Die deutschen bäuerlichen Siedler im Königreich Polen bildeten eine weitgehend abgesonderte Gruppe von Landwirten, die als Einwanderer auf Betreiben der kongreßpolnischen Regierung sowie polnischer Grundherren angesiedelt wurden. Als freien und auf Zins gesetzten Bauern war es den Kolonisten möglich, sich an die vorgefundenen Bedingungen anzupassen und marktorientiert zu wirtschaften.

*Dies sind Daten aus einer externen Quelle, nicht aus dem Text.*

PR #1260, opened 2022-06-02
Bump up sidecar versions

gtxu:

bump up the following sidecars:
external-attacher v3.1.0 -> v3.4.0
external-resizer v1.1.0 -> v1.4.0
external-provisioner v2.2.2 -> v3.1.0
node-driver-registrar v2.3.0 -> v2.5.1
livenessprobe v2.4.0 -> v2.5.0

re-generate kustomize profile

**What testing is done?** 
Unit test and functionality test

### DIFF
--- a/deploy/kubernetes/base/controller.yaml
+++ b/deploy/kubernetes/base/controller.yaml
@@ -81,7 +81,7 @@ spec:
             periodSeconds: 10
             failureThreshold: 5
         - name: csi-provisioner
-          image: k8s.gcr.io/sig-storage/csi-provisioner:v2.2.2
+          image: k8s.gcr.io/sig-storage/csi-provisioner:v3.1.0
           imagePullPolicy: IfNotPresent
           args:
             - --csi-address=$(ADDRESS)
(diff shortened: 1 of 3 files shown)


Hokwang:
please bump up helm chart version

deploy/kubernetes/base/controller.yaml
```diff
@@ -5,6 +5,7 @@ kind: Deployment
 apiVersion: apps/v1
 metadata:
   name: ebs-csi-controller
+  namespace: default
```
torredil, line 8: What is the reason for explicitly adding this? By default, all resources are created in the default namespace, unless a namespace is specified.

torredil:
@Hokwang Bumping up helm chart in https://github.com/kubernetes-sigs/aws-ebs-csi-driver/pull/1262

deploy/kubernetes/base/controller.yaml
gtxu: Yes, this is generated by template `namespace: {{ .Release.Namespace }}` in helm template. It should be exclude to kustomize profile. WIP address it.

Dies verschaffte ihnen eine wirtschaftliche Besserstellung, die sich jedoch zum Ausgang des 19. Jahrhunderts immer stärker verringerte. Während die einheimische Bauernschaft nach ihrer Befreiung und Landreform sowie im Zuge besserer agrotechnischer Aufklärung an Dynamik gewann, stagnierten die Höfe der deutschen Siedler, die sich nach wie vor an der Wirtschaftsführung der Einwanderergeneration orientierten und ihre Methoden anwandten.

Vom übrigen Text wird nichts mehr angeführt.